Faculty of Informatics, Universidad Politécnica de Madrid, R. 3306, Campus de Montegancedo, 28660 Boadilla del Monte, Madrid, Spain.
Artif Intell Med. 2010 Nov;50(3):193-201. doi: 10.1016/j.artmed.2010.05.010. Epub 2010 Jul 21.
This paper presents an optimization algorithm for the automatic selection of a minimal subset of tagging single nucleotide polymorphisms (SNPs).
The determination of the set of minimal tagging SNPs is approached as an optimization problem in which each tagged SNP can be covered by a single tagging SNP or by a pair of tagging SNPs. The problem is solved using an estimation of distribution algorithm (EDA) which takes advantage of the underlying topological structure defined by the SNP correlations to model the problem interactions. The EDA stochastically searches the constrained space of feasible solutions. It is evaluated across HapMap reference panel data sets.
The EDA was compared with a SAT solver, able to find the single-marker minimal tagging sets, and with the Tagger program. The percentage of reduction ranged from 10% to 43% in the number of tagging SNPs of the minimal multi-marker tagging set found by the EDA with respect to the other algorithms.

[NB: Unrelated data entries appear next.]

PR #4922, opened 2022-05-31
Core: Assign main branch to table's current snapshot if there is no main but there is a current table state

amogh-jahagirdar:
As part of https://github.com/apache/iceberg/pull/4428/files#r884916051 and other PRs, a common theme has been around checking if main even exists in different API implementations. In this PR, main will always be set in a table metadata's refs. If refs don't exist or the main ref does not exist for some reason when parsing, it will be set to the table's current snapshot. 

This change also allows -1 to be set on different table metadata builder APIs to allow main to be created when there is no current table snapshot.

I'm still mulling over the implications of this change, the benefit is that this change allows different operations to be implemented with the assumption that main exists. However, I think the real long term solution is that we produce a snapshot upon table creation and assign main at that point. In this change, we only allow -1 for main, but this prevents the ability to create a branch before a snapshot is produced on main, which is a bit awkward but I think is needed until we produce a snapshot upon table creation. 

@rdblue @jackye1995 let me know your thoughts! If we determine that it makes more sense to just explicitly handle the non-existing main branch cases, then I will just close this PR.

### DIFF
--- a/core/src/main/java/org/apache/iceberg/BaseMetastoreTableOperations.java
+++ b/core/src/main/java/org/apache/iceberg/BaseMetastoreTableOperations.java
@@ -174,7 +174,7 @@ public abstract class BaseMetastoreTableOperations implements TableOperations {
   protected void refreshFromMetadataLocation(String newLocation, Predicate<Exception> shouldRetry,
                                              int numRetries) {
     refreshFromMetadataLocation(newLocation, shouldRetry, numRetries,
-        metadataLocation -> TableMetadataParser.read(io(), metadataLocation));
+        metadataLocation -> TableMetadata.buildFromLocation(io(), metadataLocation).build());
   }
 
   protected void refreshFromMetadataLocation(String newLocation, Predicate<Exception> shouldRetry,
--- a/core/src/main/java/org/apache/iceberg/TableMetadata.java
+++ b/core/src/main/java/org/apache/iceberg/TableMetadata.java
@@ -31,6 +31,7 @@ import java.util.function.Predicate;
 import java.util.stream.Collectors;
 import java.util.stream.Stream;
 import org.apache.iceberg.exceptions.ValidationException;
+import org.apache.iceberg.io.FileIO;
 import org.apache.iceberg.relocated.com.google.common.base.MoreObjects;
 import org.apache.iceberg.relocated.com.google.common.base.Objects;
 import org.apache.iceberg.relocated.com.google.common.base.Preconditions;
@@ -755,6 +756,10 @@ public class TableMetadata implements Serializable {
     return new Builder(base);
   }
 
+  static Builder buildFromLocation(FileIO io, String location) {
+    return buildFrom(TableMetadataParser.read(io, location));
+  }
+
   public static class Builder {
     private static final int LAST_ADDED = -1;
 
@@ -1165,6 +1170,11 @@ public class TableMetadata implements Serializable {
     }
 
     public TableMetadata build() {
+      if (refs.isEmpty() && currentSnapshotId != -1) {
+        SnapshotRef main = SnapshotRef.branchBuilder(currentSnapshotId).build();
+        setRef(SnapshotRef.MAIN_BRANCH, main);
+      }
+
       if (!hasChanges()) {
         return base;
       }


amogh-jahagirdar:
Tests are failing, definitely related to this change. Looking into it.

core/src/main/java/org/apache/iceberg/TableMetadata.java
```diff
@@ -529,6 +531,7 @@ public TableMetadata replaceProperties(Map<String, String> rawProperties) {
 
     return new Builder(this)
         .setProperties(updated)
+        .setRef(SnapshotRef.MAIN_BRANCH, SnapshotRef.branchBuilder(currentSnapshotId).build())
```
rdblue, line 534: I don't think it is a good idea to overwrite the main branch anywhere. If there are no refs, but there is a current snapshot, then the builder should produce a main branch. I think that's the only place where this logic should be handled.

amogh-jahagirdar: Good point, I should be setting this in the builder as that's the whole point of it. I'll update this

core/src/main/java/org/apache/iceberg/TableMetadata.java
```diff
@@ -752,7 +753,19 @@ private static Map<String, SnapshotRef> validateRefs(Long currentSnapshotId,
   }
 
   public static Builder buildFrom(TableMetadata base) {
```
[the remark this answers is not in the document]
amogh-jahagirdar: Actually, I think I can just do this in build()

core/src/main/java/org/apache/iceberg/TableMetadata.java
```diff
@@ -120,13 +120,15 @@ static TableMetadata newTableMetadata(Schema schema,
     // break existing tables.
     MetricsConfig.fromProperties(properties).validateReferencedColumns(schema);
 
+    SnapshotRef main = SnapshotRef.branchBuilder(-1).build();
```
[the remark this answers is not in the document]
amogh-jahagirdar: Good point, I was originally thinking that at least the ref can exist even if there is no table state. But it's easier to just maintain the invariant that so long as there's no table state, main won't exist.

core/src/main/java/org/apache/iceberg/TableMetadata.java
```diff
@@ -1187,6 +1192,20 @@ public TableMetadata build() {
           previousFiles, previousFileLocation, base.lastUpdatedMillis(), properties);
       List<HistoryEntry> newSnapshotLog = updateSnapshotLog(snapshotLog, snapshotsById, currentSnapshotId, changes);
 
+      if (refs.isEmpty() && currentSnapshotId != -1) {
```
amogh-jahagirdar, line 1195: Will add tests for this if we deem setting main here is the right way to go

hililiwei: +1

hililiwei:
Is there any update here?

core/src/main/java/org/apache/iceberg/BaseMetastoreTableOperations.java
```diff
@@ -174,7 +174,7 @@ protected void refreshFromMetadataLocation(String newLocation, int numRetries) {
   protected void refreshFromMetadataLocation(String newLocation, Predicate<Exception> shouldRetry,
                                              int numRetries) {
     refreshFromMetadataLocation(newLocation, shouldRetry, numRetries,
-        metadataLocation -> TableMetadataParser.read(io(), metadataLocation));
+        metadataLocation -> TableMetadata.buildFromLocation(io(), metadataLocation).build());
```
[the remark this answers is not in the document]
rdblue: I don't think we should change the metadata after reading it, so it is probably best to fix this up in the `TableMetadata` constructor rather than in the builder, which is used to produce new `TableMetadata` objects.

rdblue:
Reopening this. I accidentally closed it through a different PR.

amogh-jahagirdar:
This PR is no longer needed due to https://github.com/apache/iceberg/pull/5669 which already includes the change here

The introduced algorithm is effective for the identification of minimal multi-marker SNP sets, which considerably reduce the dimension of the tagging SNP set in comparison with single-marker sets. Other variants of the SNP problem can be treated following the same approach.
本文提出了一种用于自动选择最小标记单核苷酸多态性(SNP)子集的优化算法。
将最小标记 SNP 集的确定视为优化问题,其中每个标记 SNP 可以由单个标记 SNP 或由一对标记 SNP 覆盖。该问题通过利用 SNP 相关性定义的底层拓扑结构来解决,通过使用分布估计算法(EDA)来建模问题交互。EDA 随机搜索可行解的约束空间。它在 HapMap 参考面板数据集上进行了评估。
将 EDA 与能够找到单标记最小标记集的 SAT 求解器以及 Tagger 程序进行了比较。EDA 发现的最小多标记标记集的标记 SNP 数量相对于其他算法减少了 10%至 43%。
所提出的算法对于识别最小多标记 SNP 集是有效的,与单标记集相比,它大大降低了标记 SNP 集的维度。可以采用相同的方法处理 SNP 问题的其他变体。